#### Assigned task
Provide again, from the entries below, every line from the one containing "T2D-287 store analysis" through the one containing "Points worth noting", exactly as written, and no other line.

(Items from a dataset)
PR #49, opened 2019-03-13
T2D-291 — Store Sample in metadata

selvaebi:

PR #48, opened 2019-03-11
T2D-288 store study in metadata

selvaebi:

PR #47, opened 2019-03-05
T2D-287 store analysis

selvaebi:

PR #50, opened 2019-04-15
T2D-297 — Retrieve reference sequence from ENA

tskir:
### [Diff link](https://github.com/EBIvariation/metadata-ws/pull/50/files)

* Implemented `ReferenceSequenceExtractor` and `ReferenceSequenceConverter classes`.
* Implemented `SraAssemblyXmlParser` class to parse the `ASSEMBLY` documents.
* Modified the application flow to use the new classes.

Points worth noting (& discussing):
* All created reference sequences have type == `ASSEMBLY` because this is the only type which ENA API ever returns
* All created reference sequences have patch == `NOT_SPECIFIED` because ENA data model never specifies the patch directly, only accession+version.


iyangar:
Did you fork the code from https://github.com/EBIvariation/metadata-ws/ to your local branch under `https://github.com/tskir`. It appears like you are directly working on upstream

metadata-load/src/main/java/uk/ac/ebi/ampt2d/metadata/importer/extractor/ReferenceSequenceExtractor.java
```diff
@@ -0,0 +1,89 @@
...
+        this.referenceSequenceConverter = referenceSequenceConverter;
+    }
+
+    public ReferenceSequence extractReferenceSequence(String analysisAccession) {
+        ReferenceSequence referenceSequence;
+        try {
+            String analysisXml = sraRetrieverByAccession.getXml(analysisAccession);
+            AnalysisType analysisType = sraAnalysisXmlParser.parseXml(analysisXml, analysisAccession);
+            String assemblyAccession = getAssemblyAccessionOfAnalysis(analysisType);
+            if (assemblyAccession == null) {return null;}  // not all analysis entities will have a reference sequence
```
iyangar: formatting to next line

metadata-load/src/main/java/uk/ac/ebi/ampt2d/metadata/importer/extractor/ReferenceSequenceExtractor.java
```diff
@@ -0,0 +1,89 @@
...
+            REFERENCE_SEQUENCE_EXTRACT_SERVICE_LOGGER.log(Level.SEVERE, exception.getMessage());
+        }
+        return null;
+    }
+
+    private String getAssemblyAccessionOfAnalysis(AnalysisType analysis) {
+        String assemblyAccession = null;
+        ReferenceSequenceType referenceSequence = null;
+        AnalysisType.ANALYSISTYPE analysisType = analysis.getANALYSISTYPE();
+        if (analysisType.isSetREFERENCEALIGNMENT()) {referenceSequence = analysisType.getREFERENCEALIGNMENT();}
```
iyangar: same as above

iyangar:
Please add test cases

metadata-load/src/main/java/uk/ac/ebi/ampt2d/metadata/importer/extractor/ReferenceSequenceExtractor.java
```diff
@@ -0,0 +1,89 @@
...
+    }
+
+    public ReferenceSequence extractReferenceSequence(String analysisAccession) {
+        ReferenceSequence referenceSequence;
+        try {
+            String analysisXml = sraRetrieverByAccession.getXml(analysisAccession);
+            AnalysisType analysisType = sraAnalysisXmlParser.parseXml(analysisXml, analysisAccession);
+            String assemblyAccession = getAssemblyAccessionOfAnalysis(analysisType);
+            if (assemblyAccession == null) {return null;}  // not all analysis entities will have a reference sequence
+            String assemblyXml = sraRetrieverByAccession.getXml(assemblyAccession);
```
selvaebi: it only works through API , for database connections , in case of ega we need to fgure out what is the query to fetch , and also the accessions can be null in EGA case.

tskir:
> Did you fork the code from https://github.com/EBIvariation/metadata-ws/ to your local branch under https://github.com/tskir. It appears like you are directly working on upstream https://github.com/EBIvariation/metadata-ws/tree/t2d-297-retrieve-reference-sequence

Yeah, it's just that at the time of starting work on this ticket I didn't know that forking is customary. This PR will have to be processed as is because GitHub does not allow to change the base branch, but all subsequent PRs from me will come from the fork.

tskir:
Earlier me and @selvaebi decided on the order of merge for several open PRs in metadata-load. It's going to be:
1. https://github.com/EBIvariation/metadata-ws/pull/48, T2D-288 — store study in metadata
2. https://github.com/EBIvariation/metadata-ws/pull/47, T2D-287 — store sample in metadata
3. https://github.com/EBIvariation/metadata-ws/pull/50, T2D-297 — Retrieve reference sequence from ENA (this PR)
4. https://github.com/EBIvariation/metadata-ws/pull/49, T2D-291 — Store sample in metadata

In line with this, I rebased this PR on top of T2D-287. To view only changes made by me and not by @selvaebi, this link will come in handy for reviewers:
https://github.com/selvaebi/metadata-ws/compare/T2D-287StoreAnalysis...ebivariation:t2d-297-retrieve-reference-sequence

metadata-load/src/main/java/uk/ac/ebi/ampt2d/metadata/importer/extractor/ReferenceSequenceExtractor.java
tskir: Fixed: https://github.com/EBIvariation/metadata-ws/pull/50/commits/635dfb1c728c9281ee0de959ba86063fee170df0

metadata-load/src/main/java/uk/ac/ebi/ampt2d/metadata/importer/extractor/ReferenceSequenceExtractor.java
tskir: Fixed

metadata-load/src/main/java/uk/ac/ebi/ampt2d/metadata/importer/extractor/ReferenceSequenceExtractor.java
tskir: Discussing with @cyenyxe my understanding was that the scope of this ticket is concerned only with retrieving the reference sequence from ENA by API, DB queries will have to be implemented separately

metadata-load/src/main/java/uk/ac/ebi/ampt2d/metadata/importer/extractor/ReferenceSequenceExtractor.java
```diff
@@ -0,0 +1,93 @@
...
+            SraXmlParser<AnalysisType> sraAnalysisXmlParser,
+            SraXmlParser<AssemblyType> sraAssemblyXmlParser,
+            Converter<AssemblyType, ReferenceSequence> referenceSequenceConverter) {
+        this.sraRetrieverByAccession = sraRetrieverByAccession;
+        this.sraAnalysisXmlParser = sraAnalysisXmlParser;
+        this.sraAssemblyXmlParser = sraAssemblyXmlParser;
+        this.referenceSequenceConverter = referenceSequenceConverter;
+    }
+
+    public ReferenceSequence extractReferenceSequence(String analysisAccession) {
```
selvaebi: can you please move this code to SraObjectsImporterThroughApi

tskir: Done in https://github.com/EBIvariation/metadata-ws/pull/50/commits/d504b323f7313c1800a3ba0d5872018c12644af0 and https://github.com/EBIvariation/metadata-ws/pull/50/commits/c8d1eb058b4838fbe58325440d5224047036a339

metadata-ws/src/main/java/uk/ac/ebi/ampt2d/metadata/persistence/entities/Analysis.java
```diff
@@ -105,7 +98,7 @@
     @ApiModelProperty(position = 6, dataType = "java.lang.String", example = "[url1, url2]",
             notes = "URL(s) to the reference sequence(s): either a single URL to an assembly/transcriptome, or a comma-separated list of gene sequences")
     @JsonProperty
-    @ManyToMany
+    @ManyToMany(cascade = {CascadeType.PERSIST, CascadeType.MERGE})
```
tskir: As discussed with @selvaebi, this cascading needs to be ditched in favor of storing the reference sequence manually, in order to avoid duplicate issues

metadata-ws/src/main/java/uk/ac/ebi/ampt2d/metadata/persistence/entities/ReferenceSequence.java
```diff
@@ -87,11 +91,28 @@
     @ManyToOne(optional = false)
     private Taxonomy taxonomy;
```
tskir: As discussed with @selvaebi, taxonomy needs to be retrieved inside ReferenceSequence retrieval as well.

metadata-ws/src/main/java/uk/ac/ebi/ampt2d/metadata/persistence/entities/Analysis.java
tskir: Fixed in https://github.com/EBIvariation/metadata-ws/pull/50/commits/767b4d1a20eda626c547e83b812b3ea353078d00

metadata-ws/src/main/java/uk/ac/ebi/ampt2d/metadata/persistence/entities/ReferenceSequence.java
tskir: Fixed in https://github.com/EBIvariation/metadata-ws/pull/50/commits/767b4d1a20eda626c547e83b812b3ea353078d00

tskir:
@iyangar 

> Please add test cases

Fixed in https://github.com/EBIvariation/metadata-ws/pull/50/commits/43b33e83988d8636aee8559f3cd29714f6666181.

tskir:
Rebased the code on top of the changes recently made by @selvaebi in #48 and #47.

Everything that was mentioned in the reviews is now fixed; **this PR is ready for the next iteration of review.** Merge order & handy diff link for reviewers are in this comment: https://github.com/EBIvariation/metadata-ws/pull/50#issuecomment-487908220

metadata-load/src/main/java/uk/ac/ebi/ampt2d/metadata/importer/extractor/ReferenceSequenceExtractor.java
tskir: Discussed this additionally with @selvaebi and @cyenyxe; decided that it doesn't make sense to implement reference sequence retrieval from the database, it will have to be done through API anyway.

selvaebi:
we need to set the study taxonomy to be fetched from the reference sequence as well.

tskir:
> we need to set the study taxonomy to be fetched from the reference sequence as well.

Decided to make this a separate ticket during the sprint meeting because this is not related to the metadata import, but rather to the `metadata-ws` itself

tskir:
It was a bit painful (lots of changes happening!), but I finally rebased this branch on top of #47. It's now ready for the next iteration of review. Diff link: https://github.com/selvaebi/metadata-ws/compare/T2D-287StoreAnalysis...ebivariation:t2d-297-retrieve-reference-sequence

selvaebi:
Hi Kirill, sorry for that but, can you please rebase once again.

metadata-load/src/main/java/uk/ac/ebi/ampt2d/metadata/importer/converter/ReferenceSequenceConverter.java
```diff
@@ -0,0 +1,67 @@
...
+        this.referenceSequenceRepository = referenceSequenceRepository;
+    }
+
+    @Override
+    public ReferenceSequence convert(AssemblyType assemblyType) {
+        Taxonomy taxonomy = findExistingorSaveandReturnTaxonomy(assemblyType);
+        return convertSaveAndReturnNewReferenceSequence(assemblyType, taxonomy);
+    }
+
+    private Taxonomy findExistingorSaveandReturnTaxonomy(AssemblyType assemblyType) {
```
selvaebi: Sorry I was wrong before can you please separate converter and persistence ,  like i have done in importStudy's dependentObjects.

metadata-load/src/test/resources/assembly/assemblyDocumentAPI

#### Your response
T2D-287 store analysis

selvaebi:

PR #50, opened 2019-04-15
T2D-297 — Retrieve reference sequence from ENA

tskir:
### [Diff link](https://github.com/EBIvariation/metadata-ws/pull/50/files)

* Implemented `ReferenceSequenceExtractor` and `ReferenceSequenceConverter classes`.
* Implemented `SraAssemblyXmlParser` class to parse the `ASSEMBLY` documents.
* Modified the application flow to use the new classes.

Points worth noting (& discussing):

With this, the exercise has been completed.